[Python爬虫] Selenium + Phantomjs 实现脚本登录百度

郑重提示：请慎用此爬虫脚本去爬取百度相关，更不要进行非法操作，可能造成的账号永久封停等后果自行承担。

本文所实现的脚本基于Selenium + Phantomjs + Python3的环境。
Selenium 和 Phantomjs 是啥以及如何安装，这里就不进行科普了，各位自行百度即可。Selenium + PhantomJS这样的框架十分适合于处理需要验证码登录、动态网页爬取等应用场景，谁用谁知道😊
PhantomJS 下载链接

直接上代码：

首先是导入部分：

#!/usr/bin/env python3.6
# -*- coding:UTF-8 -*- 

from selenium import webdriver
from selenium.webdriver.common.desired_capabilities import DesiredCapabilities
from selenium.webdriver.remote.webelement import WebElement
from selenium.webdriver import ActionChains
from selenium.webdriver.common.keys import Keys
import time
import requests

为selenium请求添加头以及作一个初始化，注意请求头格式设置为电脑版浏览器，否则请求的页面会不同，导致后面的元素定位会找不到而报错。

dcap = dict(DesiredCapabilities.PHANTOMJS)
# win10 谷歌浏览器请求头 的格式
dcap['phantomjs.page.settings.userAgent']=("Mozilla/5.0 (Windows NT 10.0; WOW64) AppleWebKit/537.36 (KHTML, like Gecko) Chrome/56.0.2924.87 Safari/537.36")
driver = webdriver.PhantomJS(executable_path='F:/我的下载/Google/phantomjs-2.1.1-windows/bin/phantomjs.exe',desired_capabilities=dcap)
driver.set_page_load_timeout(30)

提取所有的xpath（几乎所有的pc浏览器都支持获取xpath）,这里大家不需要自定义修改，除非百度把登录页面重做了。

# Baidu
# 百度登录页面地址（二维码登录页面）
url = "https://passport.baidu.com/v2/?login&tpl=mn&u=http%3A%2F%2Fwww.baidu.com%2F&sms=5"
# 切换账号登录的文本标签
gotologin_xpath = '//*[@id="TANGRAM__PSP_3__footerULoginBtn"]'
# 用户名的输入文本框
user_xpath = '//*[@id="TANGRAM__PSP_3__userName"]'
# 密码的输入文本框
pwd_xpath = '//*[@id="TANGRAM__PSP_3__password"]'
# 登录的Button
login_xpath = '//*[@id="TANGRAM__PSP_3__submit"]'
# 验证手机号 -> 验证码的输入文本框
certify_phone_edittext_xpath = '//*[@id="TANGRAM__30__input_vcode"]'
# 获取手机验证码 的 提交按钮
certify_phone_bt_xpath = '//*[@id="TANGRAM__30__button_send_mobile"]'
# 验证手机号 的 提交按钮
certify_phone_submit_xpath = '//*[@id="TANGRAM__30__button_submit"]'

xpath是啥这里也不做解释了，不懂的自行查阅资料。获取xpath的方式举个例子, 要想获取“登录”标签的xpath，可按如下步骤进行：
1>. 鼠标移动到到你要获取xpath的标签位置，然后鼠标右击选择 ‘审查’
2>. 如下图，元素审查结果将自动定位到该标签，然后继续右击蓝色区域，选择Copy -> Copy XPath，这个时候XPath文本就已经在你粘贴板中，可直接Ctrl+c粘贴到你想要的位置。

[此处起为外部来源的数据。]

PR #359, opened 2023-04-05
fix: remove duplicate functions and let .js take precedence

khendrikse:
Solving: https://github.com/netlify/pod-compute/issues/461

As [documented here](https://docs.netlify.com/edge-functions/get-started/#deploy),

> If a project has TypeScript and JavaScript edge functions with the same name, for example, my-function.ts and my-function.js, the TypeScript function is ignored while the JavaScript function is deployed.

After testing this out, it appears that when deployed, it works the other way around. The typescript function takes precedence over the javascript file.

We need to make sure it is as described in the documentation.

This PR should fix this.

### DIFF
--- a/node/finder.ts
+++ b/node/finder.ts
@@ -8,27 +8,29 @@ import { nonNullable } from './utils/non_nullable.js'
 // with a lower index meaning a higher precedence over the others
 const ALLOWED_EXTENSIONS = ['.js', '.jsx', '.ts', '.tsx']
 
-const removeDuplicatesByExtension = (functions: string[]) => {
+export const removeDuplicatesByExtension = (functions: string[]) => {
   const seen = new Map()
 
-  return functions.reduce((acc, path) => {
-    const { ext, name } = parse(path)
-    const extIndex = [...ALLOWED_EXTENSIONS].indexOf(ext)
+  return Object.values(
+    functions.reduce((acc, path) => {
+      const { ext, name } = parse(path)
+      const extIndex = ALLOWED_EXTENSIONS.indexOf(ext)
 
-    if (!seen.has(name) || seen.get(name) > extIndex) {
-      seen.set(name, extIndex)
-      return [...acc, path]
-    }
+      if (!seen.has(name) || seen.get(name) > extIndex) {
+        seen.set(name, extIndex)
+        return { ...acc, [name]: path }
+      }
 
-    return acc
-  }, [] as string[])
+      return acc
+    }, {}),
+  ) as string[]
 }
 
 const findFunctionInDirectory = async (directory: string): Promise<EdgeFunction | undefined> => {
   const name = basename(directory)
-  const candidatePaths = [...ALLOWED_EXTENSIONS]
-    .flatMap((extension) => [`${name}${extension}`, `index${extension}`])
-    .map((filename) => join(directory, filename))
+  const candidatePaths = ALLOWED_EXTENSIONS.flatMap((extension) => [`${name}${extension}`, `index${extension}`]).map(
+    (filename) => join(directory, filename),
+  )
 
   let functionPath
 
--- a/node/finder.test.ts
+++ b/node/finder.test.ts
@@ -1,0 +1,20 @@
+import { test, expect } from 'vitest'
+
+import { removeDuplicatesByExtension } from './finder.js'
+
+test('filters out any duplicate files based on the extension', () => {
+  const functions = [
+    'file1.js',
+    'file1.ts',
+    'file2.tsx',
+    'file2.jsx',
+    'file3.tsx',
+    'file3.js',
+    'file4.ts',
+    'file5.ts',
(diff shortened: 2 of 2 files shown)


khendrikse:
I'm also going to add a similar logic for .jsx vs .tsx

Skn0tt:
> This IS a breaking change, even though it is specified in the docs that it should have worked like this before. I'm unsure how we should proceed around that.

My 2cts are that if we had docs for *this* behaviour, then it's a fix and not a breaking change

node/finder.ts
```diff
@@ -4,8 +4,26 @@ import { basename, extname, join } from 'path'
 import { EdgeFunction } from './edge_function.js'
 import { nonNullable } from './utils/non_nullable.js'
 
+// the order of the allowed extensions is also the order we remove duplicates
+// with a lower index meaning a higher precedence over the others
 const ALLOWED_EXTENSIONS = new Set(['.js', '.jsx', '.ts', '.tsx'])
```
eduardoboucas, line 9: Sets don't (theoretically) hold order, so if order now matters should this become an array?

node/finder.ts
```diff
@@ -4,8 +4,26 @@ import { basename, extname, join } from 'path'
...
 
+const removeDuplicatesByExtension = (functions: EdgeFunction[]) => {
```
eduardoboucas, line 11: I find this logic a bit cumbersome and solving a problem that we created ourselves in the first place. For example, if we changed the `find*` functions to hold a `Map` of function names to paths and we checked whether a function name already exists before we add it, we would only need to check the extension order when we found a duplicate. I think that would be clearer than iterating all functions again, then iterating all extensions for each function, etc.

Not a blocker, though.

khendrikse: I tried improving this, curious if this is kind of what you meant

eduardoboucas: Not really. My thinking was that if we had a `Map` like the one below that is passed around to `findFunctionInDirectory`:

```
{
  "func1" => "/some/path/func1.js",
  "func2" => "/some/other/path/func2.ts"
}
```

If it sees `func1.ts`, `func2.js` and `func3.ts` in a directory, it could do the following:

- There's already a `func1` and it's JS, which takes precedence, so do nothing;
- There's already a `func2` and it's TS, whereas the one we're evaluating is JS and that takes precedence, so rewrite that key with the JS path;
- There's no `func3`, so write that key with the TS path.

This way you wouldn't need a `removeDuplicatesByExtension` function at all.

khendrikse: We'd then have to pass it to both `findFunctionInPath` and `findFunctionInDirectory`, as `findFunctionInDirectory` is a part of `findFunctionInPath`. 

Would it not just be moving the location where we check the files? 

With the current solution, we don't even need to check anything in `findFunctionInPath` and `findFunctionInDirectory`, because I already filter out the duplicates before we do any other logic. In those other places, it might not need `removeDuplicatesByExtension`, but I imagine it would still need to do similar checks as I'm doing in that function right now.

eduardoboucas: > We'd then have to pass it to both `findFunctionInPath` and `findFunctionInDirectory`, as `findFunctionInDirectory` is a part of `findFunctionInPath`.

这段代码可以算是整个爬虫脚本的核心了，是不是看起来非常简单。

driver.get(url) # 使用Selenium driver 模拟加载百度登录页面
time.sleep(3) # 等待3s网页加载完毕，否则后面的 截图 或者 元素定位无效，导致报错。
driver.get_screenshot_as_file('./scraping.png') # 对模拟网页实时状态截图
gotologin = driver.find_element_by_xpath(gotologin_xpath) # 使用Selenium driver 定位到 切换账号登录 标签
gotologin.click() # 模拟点击 切换账号登录 标签
time.sleep(1) # 这里其实可以不用sleep函数，因为切换到账号登录的过程只是本地js程序执行，不需要和服务器交互。
driver.get_screenshot_as_file('./scraping_2.png') # 对模拟网页实时状态截图，可与click()之前的截图对比。

这里是模拟点击切换账号登录标签前后状态的对比

在上一步获取到了账号密码登录的新页面之后，我们才能对新页面进行元素定位：

# baidu
baidu_user_textedit=driver.find_element_by_xpath(user_xpath)
baidu_pwd_textedit=driver.find_element_by_xpath(pwd_xpath)
baidu_login_textedit=driver.find_element_by_xpath(login_xpath)
# ActionChains是一个动作链，使用动作链与否，其优劣各位自己评判
actions = ActionChains(driver).click(baidu_user_textedit).send_keys("<百度账号名>").click(baidu_pwd_textedit).send_keys("<密码>").send_keys(Keys.RETURN)
# 设定动作链之后要调用perform()函数才生效
actions.perform()
# 等待3s后，再截个图看看当前是什么状态
time.sleep(3)
driver.get_screenshot_as_file('./scraping_3.png')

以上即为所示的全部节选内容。